За окном было уже совсем темно, но я не зажигала свечи в комнате. Мы с Оскаром смотрели на хлопья снега, которые кружились в свете большого фонаря у нашего подъезда.

— Есть город, где снег лежит много месяцев каждой зимой, а не так, как у нас, несколько дней. А небо там похоже на свежевыстиранную простынь, — сказала я ему.

— А дальше? — спросил Оскар.

— Это все.

— Я думал, что ты рассказываешь мне новую сказку.

— Это не сказка. Это правда.

— Как называется город?

— Стокгольм.

— А где он?

— Далеко. Очень далеко. Я думаю, около Северного полюса.

— Император завладеет Стокгольмом?

— Нет, Оскар. В Стокгольме свой король.

— Как его зовут?

— Я не знаю, мой дорогой.

Вновь послышался залп. Оскар вздрогнул и спрятал лицо мне в ладони.

— Ты не должен бояться. Пушки стреляют в честь императора.

Оскар поднял голову.

— Я не боюсь пушек, мама. Когда я вырасту, я буду маршалом Франции, как папа.

Я смотрела на хлопья снега. Не знаю почему, я вспомнила Персона, его славное лицо доброй лошади…

— А может быть, ты когда-нибудь станешь торговцем шелком, как твой дедушка?

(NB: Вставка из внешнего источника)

PR #417, opened 2021-12-15
feat(Table): Added proper support for horizontal scroll

### LINKED ISSUE #410: Table: need to support horizontal scrolling
Need to support horizontal scrolling when total columns width is wider than Table itself.
Here is the codesandbox with fix for static column widths but it breaks regular columns:
https://codesandbox.io/s/itwinui-react-example-forked-8fn5v?file=/src/App.tsx
There `overflow-x: auto` and `align-items: flex-start` are applied to the Table. Link to the explanation: https://stackoverflow.com/questions/40141163/make-flex-items-take-content-width-not-width-of-parent-container/40141200#40141200

image

bentleyvk:
table-scroll-hack

Closes #410 
I couldn't find a proper way to have both scrollbars on table body and not on header. So I am syncing body scroll position with header using JS.
I tried to look into Antd Table but I couldn't understand what they are doing there 😁 but they I think they are doing something similar.
https://ant.design/components/table/#components-table-demo-fixed-columns-header


mayank99:
The easy solution for this is to move paginator in a separate div so that header and body can scroll together

bentleyvk:
> The easy solution for this is to move paginator in a separate div so that header and body can scroll together

I don't want us to have this:
image

mayank99:
If we made the table header use `position: sticky`, that scrollbar displaying over the header might not be too bad, considering the amount of code it saves.

bentleyvk:
> If we made the table header use `position: sticky`, that scrollbar displaying over the header might not be too bad, considering the amount of code it saves (no JS!)

I really don't like scroll on header, it looks ugly too me 😁 Also, it will be kind of regression for our users that doesn't have horizontal scrolling because vertical scroll will appear on header.

gretanausedaite (commented):
I don't think having this much JS is bad. Maybe we could document it somewhere so the users would know to add it to their projects when using only iTwinUI-CSS package.
Do we need to test only horizontal scroll (without vertical)?
Side topic: 
Could we add some kind of scroll track on hover? This looks weird not going to the end:
image

bentleyvk:
> I don't think having this much JS is bad. Maybe we could document it somewhere so the users would know to add it to their projects when using only iTwinUI-CSS package. Do we need to test only horizontal scroll (without vertical)? Side topic: Could we add some kind of scroll track on hover? This looks weird not going to the end: 

What you mean by "testings only horizontal"?

Would it help having e.g. white background when hovered over scroll? Because it kind of looks the same 😀
image

gretanausedaite:
> What you mean by "testings only horizontal"?

Without vertical scrollbar - have 4 (or some amount of) rows in table that fit without scroll.
 
> Would it help having e.g. white background when hovered over scroll? Because it kind of looks the same 😀 image

I was thinking transparent gray. But I can be wrong, maybe we don't need track color :)

src/table/table.scss
```diff
@@ -117,12 +119,15 @@
 }
 
 @mixin iui-table-body {
-  overflow-x: hidden;
+  overflow-x: auto;
+  overflow-x: overlay;
   overflow-y: scroll;
   overflow-y: overlay;
```
mayank99, line 125: These can be combined into `overflow: auto; overflow: overlay;`

src/table/table.scss
```diff
@@ -117,12 +119,15 @@
...
   display: flex;
   flex-direction: column;
   flex-grow: 1;
+  // Allows columns with static width to take more space than the table width
+  align-items: flex-start;
```
mayank99, line 130: If you change this to `center`, you won't need to specify it again for empty table

FlyersPh9:
> I really don't like scroll on header, it looks ugly too me

I agree that the scrollbar should not be present over the table header unless the table header is also being scrolled like the body of the table.

src/table/table.scss
bentleyvk: Changed

bentleyvk:
> > What you mean by "testings only horizontal"?
> 
> Without vertical scrollbar - have 4 (or some amount of) rows in table that fit without scroll.

Added

src/table/table.scss
```diff
@@ -18,6 +18,8 @@
 
 @mixin iui-table-header {
   user-select: none;
+  overflow: hidden;
```
mayank99, line 21: We could improve the experience for Firefox.

This is what it currently looks like. Notice how the header and body cells are not vertically aligned because the scrollbar takes up space.
image

If we make the scroll track visible on the header, it will line up.
```suggestion
  overflow: hidden;
  @supports not (overflow: overlay) {
    overflow-y: scroll;
  }
```

Would need to also change body to use `overflow: scroll` instead of `overflow: auto`

bentleyvk: Added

— Я хочу быть маршалом. Или сержантом. — Он оживился. — Фернан сказал, что возьмет меня с собой смотреть коронацию.

— О нет, Оскар! Детей не разрешено брать в собор. У мамы и папы нет билета для тебя.

— Но Фернан хочет взять меня с собой к собору. Там мы увидим всю процессию, — сказал Оскар. — Императрицу и тетю Жюли и… — он глубоко вздохнул… — и императора в его короне, мама. Фернан обещал.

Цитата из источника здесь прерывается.